[Opening Data in this exercise section]
PR #698, opened 2018-06-15
Client side streaming downloads for DataLad backend

### LINKED ISSUE #395: Streaming file support for client side archiving
Improvement for the prototype implementation from #353.

Files should not be saved in memory while being compressed, instead they should be streamed to the zip file or written to disk and streamed from disk.

nellh:
This implements all the changes to enable downloading from the new backend.

Requires a cache clear, so remove the Redis container before testing.

* Drafts and private datasets are always streamed via OpenNeuro itself.
* Public snapshots are streamed from S3 once published (as long as S3 is reachable).
* Adds a metadata endpoint that the CLI can use to implement downloads later.

Fixes #395

One optimization that is not included here is draft files that are available on S3 still always come from OpenNeuro itself.

### DIFF
--- a/packages/openneuro-app/src/scripts/datalad/download/download-link.jsx
+++ b/packages/openneuro-app/src/scripts/datalad/download/download-link.jsx
@@ -26,8 +26,10 @@ const downloadClick = (datasetId, snapshotTag) => callback => {
     } else {
       // Something has gone wrong with the service worker
       // or the browser does not support it
-      console.log('An unexpected issue occurred downloading.')
-      console.log(serviceWorker)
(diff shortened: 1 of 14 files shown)


nellh:
#700 is a known issue not intended to be fixed in this PR.

nellh:
Added a fix to save zip files as filenames like `ds001024.zip` and `ds001024-1.0.1.zip`

olgn (approved):
works very well

* downloads are zipped by browser's service worker
* downloads have the name of the dataset + snapshot tag
* tested in chrome
* downloads cannot be cancelled
* helpful error message in firefox if config is not correct

PR #707, opened 2018-06-20
Toggleable analysis

### LINKED ISSUE #596: Allow a site administrator to disable/enable the analysis tools
This should hide the analysis functionality from snapshot pages and disable any other user facing analysis information.

olgn:
fixes #596 

allows for a site admin to toggle analysis features on / off by setting the ANALYSIS_ENABLED config parameter to a boolean. 

ANALYSIS_ENABLED=true -> analysis features are shown. 
ANALYSIS_ENABLED=anything_other_than_true -> analysis features are disabled

* dashboard 'my / public analyses' tab is toggleable
* admin 'all jobs', 'app definitions', and 'job stats' tabs + panels toggleable
* datasets page -> job panel is toggleable

disables the 'run analysis' button for datasets page, regardless of ANALYSIS_ENABLED config, until it is refactored to work with scitran.

fixes bug where boolean params were not being set to the right truthy value

### DIFF
--- a/config.env.example
+++ b/config.env.example
@@ -63,4 +63,4 @@ ENVIRONMENT=
 
 # client -----------------------------------------------------------------------
 
-ENABLE_ANALYSIS=true
+ANALYSIS_ENABLED=true
--- a/config.env.example
+++ b/config.env.example
@@ -60,3 +60,7 @@ DOI_URL=
 
 SENTRY_DSN=
 ENVIRONMENT=
+
+# client -----------------------------------------------------------------------
+
+ENABLE_ANALYSIS=true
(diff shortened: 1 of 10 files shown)


nellh:
This looks pretty good but before we merge it, I think we should try it with the analysis specific configuration flags set to defaults and check if that works. There may be some hidden gotchas where the server doesn't start without AWS Batch services for example.

olgn:
@nellh i poked around with the aws batch vars set to defaults - everything is starting up just fine. the places in the app where aws config variables would be required have been disabled with the analysis flag, so those are unaffected as well.

PR #710, opened 2018-06-20
Handle client disconnects during uploads.

### LINKED ISSUE #709: Handle FileStreamDisconnectUploadError when upload is interrupted
Sometimes an interrupted upload generates this error and when unhandled it can lead to nginx deciding the backend is down.

nellh:
This catches both exceptions that can occur when a client disconnects while uploading, without catching any other errors to prevent silent failures. A warning is logged when a client disconnects.

Fixes #709


olgn (approved):
works great. server no longer breaks on cancelled uploads.

PR #711, opened 2018-06-21
More info section on DataLad for the front page

mih:
@chrisfilo I hope this is approximately correct, as I wasn't able to actually run the app, but pieced this together in the debugger in chrome.

Thanks!


nellh:
Thanks! I fixed the JSX syntax and this looks good :+1:

mih:
thx!

PR #713, opened 2018-06-21
set apollo fetch policy to no-cache on datasets page

olgn:
fixes a bug where the datasets page was fetching from an expired cache, causing partial (incomplete) flags to be out of date


nellh (approved):
Too bad we have to disable the client cache here but this looks like the best solution for launch.

PR #733, opened 2018-07-05
External site content files

olgn:
initial work to make the site content configurable for differences between nimh / crn openneuro branches.

fixes #595 
fixes #691 
fixes #720 

* faq page content is written in markdown and stored in a configurable file - packages/openneuro-app/src/faq/faq-config.js. 
* home page content is configurable, the various settings are stored in the packages/openneuro-app/src/front-page/front-page-config.js file. 
* privacy policy link added to the front page

PR #734, opened 2018-07-06
Configurable site theming

### LINKED ISSUE #594: Configurable site theming
The color palette, logo, and other brand images should be configurable.

olgn:
makes the various css theme values configurable, and puts them in well-named .scss files. 

* _variables.scss has been split into three components:
-_colors.scss - contains all of the colors for the site
-_theme.scss - contains all variables that effect the site's theming (besides colors)
-_bootstrap.override.scss - containes all variables which server to override bootstrap theming

* all references to colors that are configurable have been updated to utilize variables set in above mentioned .scss files
* all references to fonts that are configurable have been updated to utilize variables set in _theme.scss

fixes #594


nellh (approved):
Similar to #733 this needs a way to load an alternate set of variables but otherwise great.

Issue #740, opened 2018-07-10
users with google providers have emails as ids


olgn:
pending #739, google users should have their email as an id, to allow for successful migration of scitran users into auth 2.0 system

nellh:
This is no longer relevant since #739 is implemented.

Issue #739, opened 2018-07-10
Implementing generic user IDs


ckrountree:

nellh:
This just adds a generic ID string to users so we can reference them independent of login provider.

olgn:
additionally handles the edge case where we do not have a google id stored for a user, and need to use an email for lookup

Issue #738, opened 2018-07-10
Migrate SciTran users to internal authentication system


ckrountree:

nellh:
This is done and in production.

PR #742, opened 2018-07-10
MongoDB migrations for DataLad + new auth system

nellh:
This adds the missing migrations for #738, #739, and #740 

Migrations do not run on server startup in this implementation because I think there's an open question about how to decide if a database with no migration history requires updates or not. For now, they are manually run with `node upgrade.js`.


olgn (approved):
this looks splendid!

* confirmed that users are migrated with new provider and provider id fields
* permissions models are shifted to new format and matched on user ids
* associated comment, datasets, jobs, stars, and subscriptions user fields are updated with new generic userid
* logging in with a google account replaces existing email-based providerId with the google id

PR #760, opened 2018-07-13
Graphql analytics

### LINKED ISSUE #750: fix analytics sans scitran
the analytics used to be stored in scitran, and are now broken since the removal of scitran in lieu of datalad.

olgn:
fixes #750 

* moves the analytics counters (views and downloads) from scitran into graphql.
* includes a script for the analytics migration from scitran to gql.
* updates the corresponding front-end components to use the new methods


nellh (commented):
This works as a direct replacement but I am wondering why we store an entry for each event and sum those instead of just incrementing the value? It doesn't look like we're storing any extra metadata that makes keeping the individual entries around useful.

nellh (approved):

PR #763, opened 2018-07-19
Runtime configuration support

nellh:
This separates the environment variable configuration from the app container, allowing configuration of the app without rebuilding. To do this, the nginx and app containers are merged, since the app will be static at runtime except in the development configuration. The old app container is still present in the dev configuration to run webpack-dev-server and it uses the same Dockerfile but skips the nginx stage.

CSS variables can also be injected via the same configuration path by setting values for config.theme.variables

```javascript
const config = {
  theme: {'--primary': 'palevioletred'}
}
```

Will override the primary color, for example.

Need to finish a few things here still:
- [x] CircleCI 2.0 update is needed to get this working on CI again.
- [x] Provide a way to merge configuration from outside of the Git tree, just a JSON file that can override any values specified in the defaults or by environment variables.
- [x] Port over content hooks from #733


olgn (approved):
a journey, indeed.

* circle ci config updated to 2.0 for openneuro
* external content containers implemented
* configurable frontPage, faq, and site themes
[Closing Data in this exercise section]
» What needs to be done
An exact repeat of the lines from the one containing "2.0 for openneuro" through the final line above, both included, is the whole answer.

» Written answer
* circle ci config updated to 2.0 for openneuro
* external content containers implemented
* configurable frontPage, faq, and site themes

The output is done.